Rocket Science.

TOC

Conventional Rockets

Slingshot Manoeuvre

So Why Do Spacecraft Drift?

Journey Times

The Continuous Force Drive

Fig 1. Fireball XL5 ran for a single 1962—63 series, produced by husband and wife team Gerry and Sylvia Anderson and was set one hundred years later.

It is every schoolboy's dream. To travel space. According to the Anderson’s vision, in 2062 we will be policing the solar system. 50 plus years on from their vision and where are we?

When I was six years old my teacher asked the class if we would go to the moon. After careful consideration I added my hand to the 25% of those of the other children who wanted to go.
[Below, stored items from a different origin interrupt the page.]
PR #2069, opened 2018-03-31
Fix error: /opt/pihole/gravity.sh: 385: Warning: command substitution: ignored null byte in input

jacobsalmela:
**By submitting this pull request, I confirm the following:** 
*please fill any appropriate checkboxes, e.g: [X]*

- [x] I have read and understood the [contributors guide](https://github.com/pi-hole/pi-hole/blob/master/CONTRIBUTING.md), as well as this entire template.
- [x] I have made only one major change in my proposed changes.
- [x] I have commented my proposed changes within the code.
- [x] I have tested my proposed changes, and have included unit tests where possible.
- [x] I am willing to help maintain this change if there are issues with it later.
- [x] I give this submission freely and claim no ownership.
- [x] It is compatible with the [EUPL 1.2 license](https://opensource.org/licenses/EUPL-1.1)
- [x] I have squashed any insignificant commits. ([`git rebase`](http://gitready.com/advanced/2009/02/10/squashing-commits-with-rebase.html))

Please make sure you [Sign Off](https://github.com/pi-hole/pi-hole/wiki/How-to-signoff-your-commits.) all commits. Pi-hole enforces the [DCO](https://github.com/pi-hole/pi-hole/wiki/Contributing-to-the-project).

---
**What does this PR aim to accomplish?:**
Remove this error some users see:

```
/opt/pihole/gravity.sh: 385: Warning: command substitution: ignored null byte in input
```

**How does this PR accomplish the above?:**
Removed null bytes with `tr -d` as mentioned [here](https://stackoverflow.com/questions/46163678/get-rid-of-warning-command-substitution-ignored-null-byte-in-input?utm_medium=organic&utm_source=google_rich_qa&utm_campaign=google_rich_qa).

**What documentation changes (if any) are needed to support this PR?:**
None

---
* You must follow the template instructions. Failure to do so will result in your pull request being closed.
* Please respect that Pi-hole is developed by volunteers, who can only reply in their spare time.

PR #2249, opened 2018-06-24
Revert "Fix error: /opt/pihole/gravity.sh: 385: Warning: command substitution: ignored null byte in input"

dschaper:
Reverts pi-hole/pi-hole#2069


PromoFaux:
Nice and simple to review, so Approved (I'm still alive, by the way!)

I was surprised at the large number who opted not too, as the popularity of space travel programs was as popular then as now. Of course, at that time it was just to our neighbouring satellite and planets that featured in the radio and television programs. Then in 1969 a man set foot on the moon and space was finally open to humanity. Only it wasn’t.

Where then are the lunar bases, the settlements on mars, the mining colonies on the asteroids and the scientific bases on the Jovian moons? All of which were supposed to have been well established by the year 2000. Incidentally, of us 25% of the class who were willing to go to the moon, I am almost certainly the only one that subsequently applied to go into space; unfortunately, unsuccessfully. So where exactly did we go wrong?
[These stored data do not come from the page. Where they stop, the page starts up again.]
Issue #2002, opened 2018-02-23
Query log is empty


heroes1412:
everything is up to date. i restarted pi-orange, but get same result

**In raising this issue, I confirm the following:

- [x] I have read and understood the [contributors guide](https://github.com/pi-hole/pi-hole/blob/master/CONTRIBUTING.md).
- [x] The issue I am reporting can be *replicated*.
- [] The issue I am reporting isn't a duplicate (see [FAQs](https://github.com/pi-hole/pi-hole/wiki/FAQs), [closed issues](https://github.com/pi-hole/pi-hole/issues?utf8=%E2%9C%93&q=is%3Aissue%20is%3Aclosed%20), and [open issues](https://github.com/pi-hole/pi-hole/issues)).

**How familiar are you with the the source code relevant to this issue?:**
2

---
**Expected behaviour:**

See full query log

**Actual behaviour:**

Query log is empty

**Steps to reproduce:**

Disable and Enable Log Query

**Debug token provided by [uploading `pihole -d` log](https://discourse.pi-hole.net/t/the-pihole-command-with-examples/738#debug):**

jspgofdboh

**Troubleshooting undertaken, and/or other relevant information:**

Disable + Enable Log Query
Restart Pi-Orange

dschaper:
Because of the number of support requests and the very limited resources we have as a free open-source project run by volunteers, we will be closing all Issues that do not fill out the Issue Template and do not provide debug tokens when possible. Thank you for your understanding.

Please search [open](https://github.com/pi-hole/pi-hole/issues) and [closed](https://github.com/pi-hole/pi-hole/issues?q=is:issue+is:closed) issues for others that may have your same question. Also, visit our [Discourse](https://discourse.pi-hole.net) site for additional assistance.

heroes1412:
edited

tehniemer:
same issue here, with the addition that graphs are not working either. I have pihole installed in a container running on a QNAP NAS. Debug log attached. 


[pihole_debug-sanitized.log.log](https://github.com/pi-hole/pi-hole/files/1756106/pihole_debug-sanitized.log.log)

Mcat12:
@heroes1412 Sorry, make a new debug token because the other one has expired.

[...]

PR #2277, opened 2018-07-15
Installer fixes for Fedora & CentOS

bcambl:
- [ ] I have squashed any insignificant commits.
---
- Update PHP via Remi after enabling the repository otherwise PHP will not get updated via Remi until next system update.
- Add `php-json` as a web dependency on Fedora. This package is pulled as a dependency with CentOS + Remi. Note that `php-json` is not available on CentOS without Remi (default PHP) so the dependency should not be added to `PIHOLE_WEB_DEPS` directly. (also discovered here: https://github.com/pi-hole/pi-hole/issues/2002#issuecomment-388687187)

- install/update PHP after Remi repository is enabled
- add `php-json` to web dependencies when installed on Fedora 

n/a

### DIFF
--- a/automated install/basic-install.sh
+++ b/automated install/basic-install.sh
@@ -291,6 +291,13 @@ elif command -v rpm &> /dev/null; then
                 "${PKG_INSTALL[@]}" "yum-utils" &> /dev/null
                 yum-config-manager --enable ${REMI_REPO} &> /dev/null
                 echo -e "  ${TICK} Remi's RPM repository has been enabled for PHP7"
+                # trigger an install/update of PHP to ensure previous version of PHP is updated from REMI
+                if "${PKG_INSTALL[@]}" "php-cli" &> /dev/null; then
+                    echo -e "  ${TICK} PHP7 installed/updated via Remi's RPM repository"
+                else
+                    echo -e "  ${CROSS} There was a problem updating to PHP7 via Remi's RPM repository"
+                    exit 1
+                fi
             fi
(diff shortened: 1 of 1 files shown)


automated install/basic-install.sh
```diff
@@ -2330,6 +2338,9 @@ main() {
         fi
     fi
 
+    # Check if SELinux is Enforcing
+    checkSelinux
```
Mcat12: Should this be after the distro check?

bcambl: Reasoning?

Mcat12: If someone is on an unsupported distro with SELinux enabled, they will get the SELinux warning before knowing that their distro is not supported.

bcambl: Fair, I was trying to avoid any repos being enabled, packages installed, or other dialogs. I am fine with moving it behind distro check. The distro _check_ has slowly became more of a distro _config_.

dschaper: That will be rectified soon. We'll have a static list of distributions that we support and the installer will check against that before any actions are taken. Then the script can be a configuration checker.

bcambl: Sounds good, I will move the selinux check behind distro check for now.

bcambl: I just cherry-picked my other two commits and force pushed.  
The selinux check depends on `whiptail` so it must exist after installer deps have been installed.

PR #2315, opened 2018-07-29
Allow PHP to edit the regex file if web is installed

Mcat12:
---
Fix permissions error on the web interface when modifying the regex:
```
Failure! Something went wrong.
Unable to add regex "^example\.com$" to /etc/pihole/regex.list
Error message: file_put_contents(/etc/pihole/regex.list): failed to open stream: Permission denied
```

Use the correct lighttpd user group when setting regex file permissions. Not all distros use `www-data`.

None

### DIFF
--- a/automated install/basic-install.sh
+++ b/automated install/basic-install.sh
@@ -1239,7 +1239,7 @@ installConfigs() {
     # Install an empty regex file
     if [[ ! -f "${regexFile}" ]]; then
         # Let PHP edit the regex file, if installed
-        install -o pihole -g "${LIGHTTPD_GROUP:-pihole}" -m 644 /dev/null "${regexFile}"
+        install -o pihole -g "${LIGHTTPD_GROUP:-pihole}" -m 664 /dev/null "${regexFile}"
     fi
 
     # If the user chose to install the dashboard,
--- a/automated install/basic-install.sh
+++ b/automated install/basic-install.sh
@@ -1237,7 +1237,9 @@ installConfigs() {
     version_check_dnsmasq
 
     # Install an empty regex file
-    touch "${regexFile}"
+    if [[ ! -f "${regexFile}" ]]; then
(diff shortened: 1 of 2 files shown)


automated install/basic-install.sh
```diff
@@ -1235,6 +1236,11 @@ installConfigs() {
     # Make sure Pi-hole's config files are in place
     version_check_dnsmasq
 
+    # Install an empty regex file
+    touch "${regexFile}"
```
dschaper: Might want to wrap this in a guard just so that it's idempotent for future installs.

```
if [[ ! -f "${regexFile}" ]]; then
  do stuff
fi
```

automated install/basic-install.sh
```diff
@@ -1261,6 +1267,9 @@ installConfigs() {
         chown ${LIGHTTPD_USER}:${LIGHTTPD_GROUP} /var/cache/lighttpd/compress
         mkdir -p /var/cache/lighttpd/uploads
         chown ${LIGHTTPD_USER}:${LIGHTTPD_GROUP} /var/cache/lighttpd/uploads
+
+        # Let PHP edit the regex file
+        chown pihole:${LIGHTTPD_GROUP} "${regexFile}"
```
dschaper: And another guard on this call, just in case the file is missing, then we won't get any errors leaking. Or how ever you'd like to swallow errors.

Mcat12: The file should exist at this point, if we're creating it above. If this would be not run when the file already exists, it could lead to it not being editable from the web interface.

dschaper: I agree that it should exist at that point, but I'd like to have more error handling in the code as we go forward. We can add that now, or I can look at it when I go over the installer overhaul and add more error handling for the whole script. Just trying to get ahead on some things, the rest of the function will have protections added in later.

Issue #2330, opened 2018-08-07
Display fault in piHole -t function (colors)


eejeel:
**In raising this issue, I confirm the following:** `{please fill the checkboxes, e.g: [X]}`

- [] I have read and understood the [contributors guide](https://github.com/pi-hole/pi-hole/blob/master/CONTRIBUTING.md).
- [] The issue I am reporting can be *replicated*.
- [] The issue I am reporting isn't a duplicate (see [FAQs](https://github.com/pi-hole/pi-hole/wiki/FAQs), [closed issues](https://github.com/pi-hole/pi-hole/issues?utf8=%E2%9C%93&q=is%3Aissue%20is%3Aclosed%20), and [open issues](https://github.com/pi-hole/pi-hole/issues)).

**How familiar are you with the the source code relevant to this issue?: 3

`{Replace this with a number from 1 to 10. 1 being not familiar, and 10 being very familiar}`

---
**Expected behaviour:**

In the pihole -t function the blocked URL must be displayed in red and the queries in white

**Actual behaviour:**

I miss the red and white lines in Pihole -t function
All loggings are displayed in grey lines in the SSH screen. See picture on https://pasteboard.co/Hy4rhTd.jpg with the old and the new version of PiHole

Cause:
In the tail function the retrieval of the IPv4/6 addresses from /etc/pihole/setupVars.conf is defined.
But this is not used for blocking anymore and so not logged in pihole.log. Now it is 0.0.0.0

This line in pihole is the cause:
    -e "s,(.*(gravity.list|black.list| config ).* is (${IPV4_ADDRESS%/*}|${IPV6_ADDRESS:-NULL}).*), ${COL_RED}&${COL_NC}," \

For my own I have changed it to
    -e "s,(.*(gravity.list|black.list| config ).* is (0.0.0.0).*),${COL_RED}&${COL_NC}," \

I don't have IPV6 so I think it must be (0.0.0.0|::). For me (0.0.0.0) works

But you have to make it universal depending on the blocking mode definition.

**Steps to reproduce:**

pihole -t

**Debug token provided by [uploading `pihole -d` log](https://discourse.pi-hole.net/t/the-pihole-command-with-examples/738#debug):**

`{Alphanumeric token}`

**Troubleshooting undertaken, and/or other relevant information:**

`{Steps of what you have done to fix this}`

> * `{Please delete this quoted section when opening your issue}`
> * You must follow the template instructions. Failure to do so will result in your issue being closed.
[...]

PR #2345, opened 2018-08-11
Fix colour tail for use with new blocking methods

WaLLy3K:

Resolves issue #2330 by including `NXDOMAIN`, `0.0.0.0` and `::`.

### DIFF
--- a/pihole
+++ b/pihole
@@ -303,7 +303,7 @@ tailFunc() {
   # Colour everything else as gray
   tail -f /var/log/pihole.log | sed -E \
     -e "s,($(date +'%b %d ')| dnsmasq[.*[0-9]]),,g" \
-    -e "s,(.*(gravity.list|black.list| config ).* is (0.0.0.0|::|NXDOMAIN|${IPV4_ADDRESS%/*}|${IPV6_ADDRESS:-NULL}).*),${COL_RED}&${COL_NC}," \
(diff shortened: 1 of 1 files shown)


WaLLy3K:
Instead of `<unknown>`, I feel you should be seeing `/etc/pihole/black.list` as per the following:

untitled

WaLLy3K:
Regex blacklisting probably shouldn't be replying as `<unknown>`, but rather `/etc/pihole/regex.list`. It's easy enough to account for either of these, but it does seem like a bug.

Mcat12:
@DL6ER Is it possible to use the regex file path instead of `<unknown>` in the log?

DL6ER:
I'm fully aware of this issues. It is caused because we don't mess around with `dnsmasq`'s own logging. Let me give some further details here:
The issue is here that we inject domains that are queried and do match a filter into `dnsmasq`'s cache as manually configured. However, as it is not tied to any `addn-hosts=<file>` option of `dnsmasq`, there is no name available for it. One solution is to leave it like it is now. The other solution would be to import an (empty) file just for establishing a filename we can use. I think the latter is overkill and that's why I haven't done it.

I will, nevertheless, look at this again in the next few days and maybe I can spark a new idea how to get this done without modifying `dnsmasq`'s logging routine.

DL6ER:
@Mcat12 @WaLLy3K https://github.com/pi-hole/FTL/pull/350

Conventional Rockets' Travel Times.

Earth to The Moon.

Fig 2. The Light Side of the Moon.

From "Range zero" to LM lunar landing*.:

Apollo 11: 4 days 6 hours 45 minutes

Apollo 12: 4 days 14 hours 32 minutes
Apollo 14: 4 days 12 hours 15 minutes
Apollo 15: 4 days 8 hours 42 minutes
Apollo 16: 4 days 8 hours 23 minutes
Apollo 17: 4 days 14 hours 22 minutes

Moon to Earth travel time (from LM ascent stage ignition to splashdown*):

Apollo 11: 2 days 22 hours 56 minutes
Apollo 12: 4 days 6 hours 33 minutes
Apollo 14: 3 days 2 hours 17 minutes
Apollo 15: 5 days 3 hours 32 minutes
Apollo 16: 3 days 18 hours 20 minutes
Apollo 17: 4 days 20 hours 30 minutes

Apollo: The Definitive Sourcebook. Richard Orloff & David Harland. Springer-Praxis, 2006.

Earth to Mars

Fig 3. Mariner 7 made the journey to Mars in a record time of only 131 days.

Earth to Jupiter

Fig 4. Galileo, launched on 19^th January 2006, flew past Jupiter after 13 months. Note this was a fly past and attaining orbit would have required a significantly additional amount of time for deceleration.

Earth to Pluto

Fig 5. New Horizons, launched on 19^th January 2006, took 9½ years and represents the shortest travel time to Pluto to date.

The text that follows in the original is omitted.